Material removal mechanism of Cu-CMP studied by nano-scratching under various environmental conditions

The material removal mechanism of chemical mechanical polishing is simplified as a single nanoparticle scratching the surface of a Cu film based on contact mechanics that relates the size of scratches to the applied force. Scratch experiments were carried out using an atomic force microscope with a SiO2 spherical tip with a radius of 400 nm at low normal forces under three environmental conditions, namely air, deionized (DI) water, and slurry. The experimental results show that for a given force, the scratch depth in a slurry environment is significantly larger than that in a DI water environment, which is due to the slurry chemically interacting with the Cu film surface to generate a soft passivation layer. Consequently, the wear rate in the slurry environment was significantly larger than wear rates in the air environment and in the DI water environment, due to the soft passivation layer generation in the slurry environment. The coefficient of friction (COF) in an air environment is ∼205% and ∼356% larger than those in DI water and slurry environments, respectively, at a given scratch depth. The difference in the COF is due to the effect of buoyancy force in the liquids.

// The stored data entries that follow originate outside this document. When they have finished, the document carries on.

PR #294, opened 2024-10-22
Reimplement cut stock game gibbing feature

GooberRF:
This PR reimplements the cut gibbing feature that at one point existed in Red Faction, and as seen in the Technochunk bonus video.

When enabled, this feature causes entities and corpses to explode into meat chunks when they are destroyed by explosive damage (and some specific conditions). Other damage types do not trigger gibbing. I have tried to replicate this feature as close to the _spirit_ of the original code as possible, though a handful of changes have been made:
- With this PR, gibbing will only happen at gore level 2. Original code had it happening at gore level 1 (which is the default for 1.2 NA). 

The functionality is controlled through the built-in gore level feature which I have tied to the new `gore_level` console command. It would be ideal at some point to have this as an option in the launcher, but I'm not worrying about that right now.

Here's a video of (an older version of) this feature in action: https://youtu.be/tgunFnn-lx0

The gibbing function fires under the following conditions for entities:
- Life < -100
- Explosive damage
- Doesn't have flag for `custom_corpse`, `dying`, `in_water`, or `eye_under_water`

If those conditions are not met, the entity dies normally. If the entity has the flag `ambient` it disappears but doesn't explode into gibs. (Not totally sure if this is necessary - I don't know what the `ambient` flag does for certain, but this logic was in the original code. Perhaps it can be removed?)

The gibbing function fires under the following conditions for corpses:
- Explosive damage

If that condition is not met, the corpse remains. If the corpse has flags for `drools_slime` or `custom_state_anim` it disappears but doesn't explode into gibs

Additional notes:
- Original code used 7 chunks on PS2 - probably for performance reasons. I've doubled that count to 14. In the future I'd like to expose this to mod devs to customize the amount, but for now I think 14 is good.
- The 5 meatchunk v3ms are direct from Volition (extracted from ps2 demo). Unfortunately the original texture as far as I know has been lost, so I made a replacement (`gore1.tga`)
- I have also added the new gib texture to the RED texture browser under the `Gore` category - not strictly necessary but may as well let mappers use it if they want.
- This PR adds the global `g_rng` for mt19937 RNG, and uses it for revamped `rand_quick` functions inside Vector3 and Matrix3.
- This PR removes the bare definition for the `ImpactSoundSet` struct from `weapon.h` and properly defines it in `sound.h`
- Originally I was worried about compatibility with mods, but with the shift to using the built-in gore level setting (which is saved to `players.cfg`, and is specific to each mod, as opposed to a registry key), which is far less of a concern. If a mod doesn't work quite right with gibs, the player should just not enable gore level 2 in that mod.


game_patch/object/entity.cpp
```diff
@@ -201,6 +202,79 @@ CodeInjection entity_process_pre_hide_riot_shield_injection{
...
+
+                explosion_vclip_radius = (ep->info->explode_vclip_radius > 0.0f)
+					? ep->info->explode_vclip_radius : explosion_vclip_radius;
+
+                debris_filename = (!ep->info->debris_filename.empty())
+					? ep->info->debris_filename : debris_filename;
+            }
+            else if (objp->type = rf::OT_CORPSE) {
+            }
+            else {
```
rafalh, line 240: this will never happen, generally those else blocks could be removed...

game_patch/object/entity.cpp
```diff
@@ -201,6 +202,79 @@ CodeInjection entity_process_pre_hide_riot_shield_injection{
...
+                return;
+            }
+
+            rf::game_do_explosion(
```
rafalh, line 244: I'm not sure what's the reason for calling `game_do_explosion`, isn't `debris_spawn_from_object` doing all the job of throwing gibs? Normaly only entities with explode vclip defined does explode. In fact IIRC they will explode twice with this change. Also not sure what happens to the corpse? Is it still spawned?

game_patch/object/entity.cpp
```diff
@@ -201,6 +202,79 @@ CodeInjection entity_process_pre_hide_riot_shield_injection{
...
+
+CodeInjection entity_damage_explosive_death_injection{
+    0x0041A413,
+    [](auto& regs) {        
+        rf::Entity* ep = regs.esi;
+        if (g_game_config.gibbing && !rf::is_multi && ep) {
+            int damage_type = regs.ebp;
+            ep->ai.explosive_last_damage = (damage_type == 3);
+            if (ep->ai.explosive_last_damage && ep->info->body_temp >= 90.0f) {
+                ep->death_anim_index = -1;
```
rafalh, line 261: why? a comment would be helpful

game_patch/object/entity.cpp
```diff
@@ -201,6 +202,79 @@ CodeInjection entity_process_pre_hide_riot_shield_injection{
...
+};
+
+CodeInjection entity_damage_explosive_death_injection{
+    0x0041A413,
+    [](auto& regs) {        
+        rf::Entity* ep = regs.esi;
+        if (g_game_config.gibbing && !rf::is_multi && ep) {
+            int damage_type = regs.ebp;
+            ep->ai.explosive_last_damage = (damage_type == 3);
+            if (ep->ai.explosive_last_damage && ep->info->body_temp >= 90.0f) {
```
rafalh, line 260: this body temp check deserve a comment maybe, but still I'm not sure it's a good way to approach this. I've read something that you wanted to check "humanoid" flag but I think it's not necessary a good thing to check. But what about checking if material is flash?

game_patch/object/entity.cpp
```diff
@@ -201,6 +202,79 @@ CodeInjection entity_process_pre_hide_riot_shield_injection{
...
+            }
+        }
+    }
+};
+
+CodeInjection entity_dying_frame_explode_injection{
+    0x0041EE4C,
+    [](auto& regs) {
+        rf::Entity* ep = regs.esi;
+        if (g_game_config.gibbing && !rf::is_multi && ep && ep->ai.explosive_last_damage &&
```
rafalh, line 271: you repeat all the conditions here... Please follow DRY rule (Don't Repeat Yourself). 
But still I'm not sure it should be checked in two places. 
I can see that RF checks for flag 0x80, maybe you could set it in the other place :thinking: Maybe it's not used anywhere and Volition originally used it to pass the information that entity should explode with gibbing. Using it could also remove the need for adding `explosive_last_damage`

game_patch/object/entity.cpp
```diff
@@ -201,6 +202,79 @@ CodeInjection entity_process_pre_hide_riot_shield_injection{
...
+                explosion_vclip = (ep->info->explode_vclip_index < 0)
+					? ep->info->explode_vclip_index : explosion_vclip;
+
+                explosion_vclip_radius = (ep->info->explode_vclip_radius > 0.0f)
+					? ep->info->explode_vclip_radius : explosion_vclip_radius;
+
+                debris_filename = (!ep->info->debris_filename.empty())
+					? ep->info->debris_filename : debris_filename;
+            }
+            else if (objp->type = rf::OT_CORPSE) {
```
rafalh, line 238: Not sure if corpses are handled properly. If you need `EntityInfo` to create a proper explosion, why not get it from corpse too? But i'm not even sure this code will be executed and when? Can you really damage corpses?

game_patch/object/entity.cpp
```diff
@@ -201,6 +202,79 @@ CodeInjection entity_process_pre_hide_riot_shield_injection{
...
+            }
+
+            rf::Vector3 pos = objp->pos;
+            rf::GRoom* room = objp->room;
+            int explosion_vclip = 30;
+            int chunk_explosion_vclip = 30;
+            float explosion_vclip_radius = 1.0f;
+            rf::String debris_filename = "df_meatchunks0.V3D";
+
+            int debris_max_lifetime = 7000;
```
rafalh, line 221: would be nice if such constants indicated the unit somewhere

game_patch/rf/ai.h
```diff
@@ -212,6 +212,9 @@ namespace rf
         float movement_radius;
         float movement_height;
         bool use_custom_attack_range;
+#ifdef DASH_FACTION
+        bool explosive_last_damage;
```
rafalh, line 216: I'm worried that it will be uninitialized in some cases. Would be best to avoid adding fields but if it's necessary, they should probably be initialized in `ai_init_ai_info`

game_patch/object/entity.cpp
```diff
@@ -201,6 +202,79 @@ CodeInjection entity_process_pre_hide_riot_shield_injection{
...
+            float debris_velocity = 8.5f;
+            float damage_scale = 1.0f;
+            rf::String cust_snd_set = "gib bounce";
+
+            if (objp->type == rf::OT_ENTITY) {
+                rf::Entity* ep = static_cast<rf::Entity*>(objp);
+
+                explosion_vclip = (ep->info->explode_vclip_index < 0)
```
rafalh, line 229: I would prefer to name it `explode_vclip_index` and `explode_vclip_radius` like in `EntityInfo` to keep thinks consistent

game_patch/object/entity.cpp
```diff
@@ -201,6 +202,79 @@ CodeInjection entity_process_pre_hide_riot_shield_injection{
...
+            rf::GRoom* room = objp->room;
+            int explosion_vclip = 30;
+            int chunk_explosion_vclip = 30;
+            float explosion_vclip_radius = 1.0f;
+            rf::String debris_filename = "df_meatchunks0.V3D";
+
+            int debris_max_lifetime = 7000;
+            float debris_velocity = 8.5f;
+            float damage_scale = 1.0f;
+            rf::String cust_snd_set = "gib bounce";
```
rafalh, line 224: unnecessary allocation here, you can probably add `static const` here

game_patch/object/entity.cpp
```diff
@@ -201,6 +202,79 @@ CodeInjection entity_process_pre_hide_riot_shield_injection{
...
+FunHook<void(int)> entity_blood_throw_gibs_hook{
+    0x0042E3C0, [](int handle) {
+        if (g_game_config.gibbing && !rf::is_multi) {
+            rf::Object* objp = rf::obj_from_handle(handle);
+
+            if (!objp) {
+                return; // invalid object
+            }
+
+            rf::Vector3 pos = objp->pos;
```
rafalh, line 214: I don't think it makes sense to copy things like `pos` and `room` if you only use them once and getting them is pretty short

game_patch/object/entity.cpp
```diff
@@ -201,6 +202,79 @@ CodeInjection entity_process_pre_hide_riot_shield_injection{
     },
 };
 
+FunHook<void(int)> entity_blood_throw_gibs_hook{
+    0x0042E3C0, [](int handle) {
+        if (g_game_config.gibbing && !rf::is_multi) {
```
rafalh, line 207: I would prefer to just return here if conditions are not fulfilled and avoid indenting all the code.
Also I feel like checking `g_game_config.gibbing` and `rf::is_multi` in 3 places is redundant. Maybe we could get away with checking it in one place?

rafalh (changes requested):

game_patch/misc/player.cpp
```diff
@@ -288,6 +288,16 @@ CodeInjection sr_load_player_weapon_anims_injection{
     },
 };
 
+ConsoleCommand2 toggle_gibs_cmd{
```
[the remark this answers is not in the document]
GooberRF: My thought process was that it made more sense to have the command itself in `player.cpp` because issuing the command is a player action whereas the functions all apply to entities - perhaps that's flawed, though. I can move it if you like, no problem.

game_patch/misc/player.cpp
```diff
@@ -288,6 +288,16 @@ CodeInjection sr_load_player_weapon_anims_injection{
...
+    "toggle_gibs",
```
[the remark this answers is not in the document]
GooberRF: `gibs` probably makes the most sense - I will update accordingly.

game_patch/object/entity.cpp
GooberRF: Basing it on `body_temp` appears, based on my analysis of the stock game files, the only realistic way to ensure this behaves properly in the stock game. The only entities that have `body_temp` > 90 (and would therefore gib) are humanoid characters and the reeper/baby_reeper. This avoids a situation where entities that have custom death animations and/or are enormous (like the rock snake) but have material flesh are gibbed. `body_temp` perfectly limits the entities affected in the stock game and provides a very straightforward and sensical way for custom mod authors to make custom entities in their mod compatible with this feature.

game_patch/object/entity.cpp
```diff
@@ -201,6 +202,79 @@ CodeInjection entity_process_pre_hide_riot_shield_injection{
...
+            rf::Object* objp = rf::obj_from_handle(handle);
+
+            if (!objp) {
+                return; // invalid object
+            }
+
+            rf::Vector3 pos = objp->pos;
+            rf::GRoom* room = objp->room;
+            int explosion_vclip = 30;
```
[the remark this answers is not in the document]
GooberRF: Good point. I've added the `vclip_lookup` method and hardcoded a vclip name rather than index. It's still just setting a default though, mod developers can override it by specifying an `$Explode Anim` in the correspondign `entity.tbl` class.

game_patch/object/entity.cpp
GooberRF: I've replaced the else if and else with:

```
            else if (objp->type != rf::OT_CORPSE) {
                return;
            }
```

To resolve this.

game_patch/object/entity.cpp
GooberRF: > isn't `debris_spawn_from_object` doing all the job of throwing gibs

No, it's not - while just using `debris_spawn_from_object` does throw the debris, it doesn't do it in exactly the same way. Also, the approach of calling `game_do_explosion` and then separately calling `debris_spawn_from_object` mirrors the approach used in the stock `entity_explode` method (which I likely would be simply calling here instead of "building my own", had that method not hardcoded values that were not suitable for this situation - `cust_snd_set` being the big one).

game_patch/object/entity.cpp
GooberRF: Corpses do appear to be handled properly based on the code and observed behaviour in-game.

The corpse gibbing behaviour was actually already mostly present in `corpse_damage` - I barely had to edit it at all. Once I rebuilt `entity_blood_throw_gibs`, corpse gibbing was pretty much good to go, entity gibbing was what took way more work.

> Can you really damage corpses?

Yes, just in the stock game without this PR, they disappear from explosives instead of gibbing.

game_patch/object/entity.cpp
GooberRF: Unless I'm misunderstanding, I believe the current way is appropriate here.

`debris_spawn_from_object` expects `cust_snd_set` as `rf::String*`

Am I misunderstanding you?

game_patch/object/entity.cpp
GooberRF: > Maybe we could get away with checking it in one place?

► AFM scratches with a spherical probe display cutting behavior of CMP material removal.
► The scratch depth in the slurry is ∼3 times larger than that in the DI water.
► Due to buoyancy force, the COF of scratch in air is larger than those in liquids.
► The COF in slurry is ∼58% smaller than that in the DI water at low scratch depths.
► Due to buoyancy force, wear rate in DI water is smaller than those in air and slurry.